Aim of the exercise: Retype all of the entries precisely.

Records to process:
PR #732, opened 2019-05-08
Dungeon craft: Updated repository

GaidamakUA:
Replaced old Sourceforge repository with new GitHub one.

### DIFF
--- a/games/d.yaml
+++ b/games/d.yaml
@@ -681,10 +681,10 @@
   development: active
   originals:
   - 'Forgotten Realms: Unlimited Adventures'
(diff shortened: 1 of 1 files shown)


GaidamakUA:
Thank you, that's reasonable.

wonea:
@cxong @GaidamakUA Should we reference the original and new version being worked on? Seems the new fork is worth of addition to the site.

GaidamakUA:
@wonea unfortunately, I won't be able to work on the project.
@cxong I think, it's reasonable to close pull request.

PR #740, opened 2019-05-14
Add NBlood

pehsa:


games/n.yaml
```diff
@@ -13,6 +13,22 @@
...
+  originals:
+  - Blood
+  repo: https://github.com/nukeykt/NBlood
+  url: https://nukeykt.retrohost.net/
+  development: active
+  status: playable
+  lang:
+  - C++
+  license:
+  - GPL
```
cxong:
```suggestion
  - GPL2
```

pehsa: My bad! I checked the EDuke32 license on the frontpage. They say the project using GPL license, but the link is for the GPL2 license.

Completed task:
PR #732, opened 2019-05-08
Dungeon craft: Updated repository

GaidamakUA:
Replaced old Sourceforge repository with new GitHub one.

### DIFF
--- a/games/d.yaml
+++ b/games/d.yaml
@@ -681,10 +681,10 @@
   development: active
   originals:
   - 'Forgotten Realms: Unlimited Adventures'
(diff shortened: 1 of 1 files shown)


GaidamakUA:
Thank you, that's reasonable.

wonea:
@cxong @GaidamakUA Should we reference the original and new version being worked on? Seems the new fork is worth of addition to the site.

GaidamakUA:
@wonea unfortunately, I won't be able to work on the project.
@cxong I think, it's reasonable to close pull request.

PR #740, opened 2019-05-14
Add NBlood

pehsa:


games/n.yaml
```diff
@@ -13,6 +13,22 @@
...
+  originals:
+  - Blood
+  repo: https://github.com/nukeykt/NBlood
+  url: https://nukeykt.retrohost.net/
+  development: active
+  status: playable
+  lang:
+  - C++
+  license:
+  - GPL
```
cxong:
```suggestion
  - GPL2
```

pehsa: My bad! I checked the EDuke32 license on the frontpage. They say the project using GPL license, but the link is for the GPL2 license.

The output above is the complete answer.